Entscheidungsstichwort (Thema)
Schadensersatz gegen Konkursverwalter wegen unrichtiger Ausstellung einer Arbeitsbescheinigung
Leitsatz (redaktionell)
1. Nimmt die BA einen Konkursverwalter durch Verwaltungsakt auf Schadensersatz gemäß AFG § 145 in Anspruch, ist der Rechtsweg zu den SG unabhängig davon eröffnet, ob die mit dem Verwaltungsakt geregelte Rechtsbeziehung öffentlich-rechtlicher Art ist und durch Verwaltungsakt geregelt werden darf.
2. Soweit nicht ausdrücklich ein Verwaltungsakt vorgesehen ist, muß er durch ein Überordnungsverhältnis legitimiert sein. Dies ist beim Schadensersatzanspruch gemäß AFG § 145 wegen unrichtiger Ausfüllung der Arbeitgeberbescheinigung nicht der Fall. Er ist durch Leistungsklage geltend zu machen.

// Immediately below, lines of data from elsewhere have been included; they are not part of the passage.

PR #5961, opened 2024-11-08
refactor(webview): avoid race conditions in constructors. 

Hweinstock:
## Problem
In the constructor for `ApplicationComposerManager`, there is an async call (non-awaited). This call is modifying state within the object and therefore causes a race condition with any other function relying on this state. See https://github.com/aws/aws-toolkit-vscode/blob/81132884f4fb3319bda4be7d3d873265191f43ce/packages/core/src/applicationcomposer/webviewManager.ts#L30-L33

~This is potentially related to a flaky test.~ The test is still failing, but this refactor is still a win. 

## Solution
- Implement an async `create` method with a private constructor. Move this pattern upward to enable async calls. 

---

### DIFF
--- a/packages/core/src/applicationcomposer/composerWebview.ts
+++ b/packages/core/src/applicationcomposer/composerWebview.ts
@@ -5,37 +5,43 @@
 
 import { join } from 'path'
 import * as nls from 'vscode-nls'
-const localize = nls.loadMessageBundle()
 import * as path from 'path'
 import * as vscode from 'vscode'
 import { handleMessage } from './handleMessage'
 import { FileWatchInfo } from './types'
 
+const localize = nls.loadMessageBundle()
+
 export class ApplicationComposer {
     public readonly documentUri: vscode.Uri
-    public webviewPanel: vscode.WebviewPanel
+    public webviewPanel: vscode.WebviewPanel = {} as vscode.WebviewPanel
     protected readonly disposables: vscode.Disposable[] = []
     protected isPanelDisposed = false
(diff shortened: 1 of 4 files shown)


packages/core/src/applicationcomposer/composerWebview.ts
```diff
@@ -5,37 +5,43 @@
...
 import * as vscode from 'vscode'
 import { handleMessage } from './handleMessage'
 import { FileWatchInfo } from './types'
 
+const localize = nls.loadMessageBundle()
+
 export class ApplicationComposer {
     public readonly documentUri: vscode.Uri
-    public webviewPanel: vscode.WebviewPanel
+    public webviewPanel: vscode.WebviewPanel = {} as vscode.WebviewPanel
```
jpinkney-aws, line 17: is there any reason this can't be `public webviewPanel: vscode.WebviewPanel | undefined`? If the webview panel is an empty object does that make some assumptions down the line that it might be defined, even though it isn't?

Hweinstock: Yeah, I wasn't sure if there was a better way to handle this. Since the constructor is private, the only way to instantiate `ApplicationComposer` is through the `create` method. Thus, this field will always be initiated. Perhaps there is a better way to enforce this invariant? 

The advantage of an empty object is that I don't have to do an undefined check on each usage.

justinmk3 (approved):

JLargent42 (approved):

3. Der Anspruch der Bundesanstalt für Arbeit gegen einen Arbeitgeber bzw dessen Konkursverwalter auf Erteilung einer Bescheinigung bei Beendigung eines Beschäftigungsverhältnisses ist öffentlich-rechtlicher Natur. Das gleiche gilt für einen Anspruch der Bundesanstalt für Arbeit auf Schadensersatz wegen nicht richtiger Ausfüllung der Arbeitsbescheinigung.

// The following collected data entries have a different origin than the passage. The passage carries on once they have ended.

PR #5964, opened 2024-11-08
test(slowsam): samcli test speed up

### LINKED ISSUE #2675: unreliable test: SamCliLocalInvokeInvocation, ChildProcess tests are slow
(from Windows CI)

```
  SamCliLocalInvokeInvocation
    ✔ invokes `sam local` with args (7671ms)
    ✔ Passes template resource name to sam cli (1703ms)
    ✔ Passes template path to sam cli (1583ms)
    ✔ Passes event path to sam cli (2268ms)
    ✔ Passes env-vars path to sam cli (1570ms)
    ✔ Passes debug port to sam cli (1568ms)
    ✔ undefined debug port does not pass to sam cli (1568ms)
    ✔ Passes docker network to sam cli (1774ms)
    ✔ Does not pass docker network to sam cli when undefined (2261ms)
    ✔ passes --skip-pull-image to sam cli if skipPullImage is true (1568ms)
    ✔ does not pass --skip-pull-image to sam cli if skipPullImage is false (1565ms)
    ✔ does not pass --skip-pull-image to sam cli if skipPullImage is undefined (1570ms)
    ✔ Passes debuggerPath to sam cli (1769ms)
    ✔ Does not pass debuggerPath to sam cli when undefined (1570ms)
```

also ChildProcess : 

```
2022-06-03T02:45:01.7774675Z [0m  ChildProcess[0m
2022-06-03T02:45:01.7774976Z [0m    run[0m
2022-06-03T02:45:01.8543459Z     [32m  ✔[0m[90m starts and captures stdout - windows[0m[31m (705ms)[0m
2022-06-03T02:45:02.5709247Z     [32m  ✔[0m[90m runs cmd files containing a space in the filename and folder[0m[31m (704ms)[0m
2022-06-03T02:45:03.2533512Z     [32m  ✔[0m[90m errs when starting twice - windows[0m[31m (669ms)[0m
2022-06-03T02:45:04.2837880Z     [32m  ✔[0m[90m runs scripts containing a space in the filename and folder[0m[31m (1018ms)[0m
2022-06-03T02:45:05.4812674Z     [32m  ✔[0m[90m reports error for missing executable[0m[31m (1181ms)[0m
2022-06-03T02:45:05.5023757Z [0m      Extra options[0m
2022-06-03T02:45:06.5293470Z       [32m  ✔[0m[90m can report errors[0m[31m (1018ms)[0m
2022-06-03T02:45:07.8951017Z       [32m  ✔[0m[90m can reject on errors if `rejectOnError` is set[0m[31m (1353ms)[0m
2022-06-03T02:45:08.9303743Z       [32m  ✔[0m[90m kills the process if an error is reported[0m[31m (1020ms)[0m
2022-06-03T02:45:09.6517739Z       [32m  ✔[0m[90m can merge with base options[0m[31m (704ms)[0m
2022-06-03T02:45:10.3399460Z       [32m  ✔[0m[90m uses `Timeout` objects[0m[31m (672ms)[0m
2022-06-03T02:45:11.0542796Z       [32m  ✔[0m[90m still runs if the timer completed (not rejected) after starting[0m[31m (704ms)[0m
2022-06-03T02:45:11.0887307Z       [32m  ✔[0m[90m rejects if using a completed timer[0m
2022-06-03T02:45:11.0944344Z [0m    stop()[0m
2022-06-03T02:45:11.8746797Z     [32m  ✔[0m[90m detects running processes and successfully stops a running process - Windows[0m[31m (769ms)[0m
2022-06-03T02:45:12.6558170Z     [32m  ✔[0m[90m cannot stop() previously stopped processes - Windows[0m[31m (769ms)[0m
```

Hweinstock:
## Problem
- The test failure is due to timeout on Windows when first searching for the SAM cli path in `src/shared/sam/cli/samCliLocator.ts`. This is a known slow process. 
- The verification of SAM is also slow (100-200ms), even if result is cached and we do this each time we read from cache. 

## Solution
- Verify the cache once, rather than on each read. 
- Find sam cli in the before hook to allow all sam tests to run under same conditions. Otherwise, the first test is then responsible for actually finding the path causing it to take way longer than the rest of the tests. 
- Allow 3x retries on before hook on windows to avoid flakiness. 

## Notes
- An alternative solution could involve manually inserting into the cache, or mocking a piece of the component, but wanted to keep the test coverage as is. 
- This approach also allows us to isolate the finding code into its own test (rather than whatever the first test is) to see if there are performance regressions. 
- Additionally, retry mechanism was more effective than increasing the timeout in reducing flakiness. 

fix #2675

---

### DIFF
--- a/packages/core/src/shared/sam/cli/samCliLocalInvoke.ts
+++ b/packages/core/src/shared/sam/cli/samCliLocalInvoke.ts
@@ -6,7 +6,6 @@
 import * as proc from 'child_process'
 import { pushIf } from '../../utilities/collectionUtils'
 import * as nls from 'vscode-nls'
-import { fileExists } from '../../filesystemUtilities'
 import { getLogger, getDebugConsoleLogger, Logger } from '../../logger'
 import { ChildProcess } from '../../utilities/processUtils'
 import { Timeout } from '../../utilities/timeoutUtils'
@@ -15,6 +14,7 @@ import * as vscode from 'vscode'
 import globals from '../../extensionGlobals'
 import { SamCliSettings } from './samCliSettings'
 import { addTelemetryEnvVar, collectSamErrors, SamCliError } from './samCliInvokerUtils'
+import { fs } from '../..'
 
 const localize = nls.loadMessageBundle()
 
@@ -236,6 +236,8 @@ export class SamCliLocalInvokeInvocation {
         const sam = await this.config.getOrDetectSamCli()
         // eslint-disable-next-line aws-toolkits/no-console-log
         console.log('getOrDetect took %O seconds', (Date.now() - start) / 1000)
+        // eslint-disable-next-line aws-toolkits/no-console-log
+        console.log('autodetect is %O', sam.autoDetected)
         if (!sam.path) {
             getLogger().warn('SAM CLI not found and not configured')
         } else if (sam.autoDetected) {
@@ -290,11 +292,11 @@ export class SamCliLocalInvokeInvocation {
             throw new Error('template resource name is missing or empty')
         }
 
-        if (!(await fileExists(this.args.templatePath))) {
+        if (!(await fs.exists(this.args.templatePath))) {
             throw new Error(`template path does not exist: ${this.args.templatePath}`)
         }
 
-        if (this.args.eventPath !== undefined && !(await fileExists(this.args.eventPath))) {
+        if (this.args.eventPath !== undefined && !(await fs.exists(this.args.eventPath))) {
             throw new Error(`event path does not exist: ${this.args.eventPath}`)
         }
     }
--- a/packages/core/src/shared/sam/cli/samCliLocalInvoke.ts
+++ b/packages/core/src/shared/sam/cli/samCliLocalInvoke.ts
@@ -232,12 +232,7 @@ export class SamCliLocalInvokeInvocation {
 
     public async execute(timeout?: Timeout): Promise<ChildProcess> {
         await this.validate()
-        const start = Date.now()
         const sam = await this.config.getOrDetectSamCli()
-        // eslint-disable-next-line aws-toolkits/no-console-log
-        console.log('getOrDetect took %O seconds', (Date.now() - start) / 1000)
-        // eslint-disable-next-line aws-toolkits/no-console-log
-        console.log('autodetect is %O', sam.autoDetected)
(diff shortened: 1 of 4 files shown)


packages/core/src/shared/sam/cli/samCliLocalInvoke.ts
```diff
@@ -15,6 +14,7 @@ import * as vscode from 'vscode'
 import globals from '../../extensionGlobals'
 import { SamCliSettings } from './samCliSettings'
 import { addTelemetryEnvVar, collectSamErrors, SamCliError } from './samCliInvokerUtils'
+import { fs } from '../..'
```
hayemaxi, line 17: Avoid importing from `index.ts` files in core, it can cause circular dependencies (e.g. we export this file through that `index.ts` directly or indirectly). Instead import directly from the file.

packages/core/src/shared/sam/cli/samCliLocator.ts
```diff
@@ -31,11 +36,11 @@ export class SamCliLocationProvider {
         const cachedLoc = forceSearch ? undefined : SamCliLocationProvider.cachedSamLocation
 
         // Avoid searching the system for `sam` (especially slow on Windows).
-        if (cachedLoc && (await SamCliLocationProvider.isValidSamLocation(cachedLoc.path))) {
+        if (cachedLoc && (cachedLoc.verified || (await SamCliLocationProvider.isValidSamLocation(cachedLoc.path)))) {
+            cachedLoc.verified = true
```
hayemaxi, line 40: Seems like `cachedLoc.verified` should be a property of `SamCliLocationProvider`

packages/core/src/shared/sam/cli/samCliLocalInvoke.ts
Hweinstock: Out of curiosity, what purpose does `index.js` serve if its not supposed to be imported from?

justinmk3 (approved):

packages/core/src/shared/sam/cli/samCliLocalInvoke.ts
justinmk3: > Is it just for exporting to external modules?

Yes, it's for the `packages/amazon/` and `packages/toolkit/` modules, which depend on `packages/core/`.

4. Ist die Geltendmachung eines Anspruchs aus einem öffentlich-rechtlichen Rechtsverhältnis durch Verwaltungsakt nicht ausdrücklich vorgesehen, dann ist dies nur bei Überordnung des Erklärenden über den Adressaten zulässig.

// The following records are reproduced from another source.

PR #5965, opened 2024-11-08
config(amazonq): update Q API model

Will-ShaoHua:
## Problem
requested by partner team

## Solution

---

### DIFF
--- a/packages/core/src/codewhisperer/client/user-service-2.json
+++ b/packages/core/src/codewhisperer/client/user-service-2.json
@@ -2,11 +2,14 @@
     "version": "2.0",
     "metadata": {
         "apiVersion": "2022-11-11",
+        "auth": ["smithy.api#httpBearerAuth"],
         "endpointPrefix": "amazoncodewhispererservice",
         "jsonVersion": "1.0",
         "protocol": "json",
+        "protocols": ["json"],
         "serviceFullName": "Amazon CodeWhisperer",
         "serviceId": "CodeWhispererRuntime",
+        "signatureVersion": "bearer",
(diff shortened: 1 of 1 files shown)


packages/core/src/codewhisperer/client/user-service-2.json
```diff
@@ -2,11 +2,14 @@
...
     "metadata": {
         "apiVersion": "2022-11-11",
+        "auth": ["smithy.api#httpBearerAuth"],
         "endpointPrefix": "amazoncodewhispererservice",
         "jsonVersion": "1.0",
         "protocol": "json",
+        "protocols": ["json"],
         "serviceFullName": "Amazon CodeWhisperer",
         "serviceId": "CodeWhispererRuntime",
+        "signatureVersion": "bearer",
```
Will-ShaoHua, line 12: not sure do we need to include these 3 lines ornot

Will-ShaoHua: think it should be fine, confirmed jb has these. https://github.com/aws/aws-toolkit-jetbrains/blob/main/plugins/core/sdk-codegen/codegen-resources/codewhispererruntime/service-2.json#L4-L15

justinmk3 (approved):

Will-ShaoHua:
@justinmk3 fyi i will also request our service team to review the PR then merge

fangwade007 (approved):

packages/core/src/codewhisperer/client/user-service-2.json
dhasani23: Should not include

5. Hinsichtlich des Anspruchs auf Schadensersatz wegen unrichtiger Ausfüllung der Arbeitsbescheinigung besteht zwischen der Bundesanstalt für Arbeit und dem Arbeitgeber bzw dessen Konkursverwalter kein solches Unterordnungsverhältnis. Der Anspruch ist daher nicht durch Verwaltungsakt, sondern im Klagewege geltend zu machen.
Normenkette
AFG § 145 Nr. 1 Fassung: 1974-07-17; SGG § 51 Abs. 1 Fassung: 1953-09-03; KO § 82; AFG § 133
Verfahrensgang
Bayerisches LSG (Entscheidung vom 28.09.1978; Aktenzeichen L 5 Al 7/78) |
SG Regensburg (Entscheidung vom 01.12.1977; Aktenzeichen S 7 Al 50/77) |
Tatbestand
I
Der Kläger wendet sich gegen eine Inanspruchnahme auf Schadensersatz durch die Beklagte.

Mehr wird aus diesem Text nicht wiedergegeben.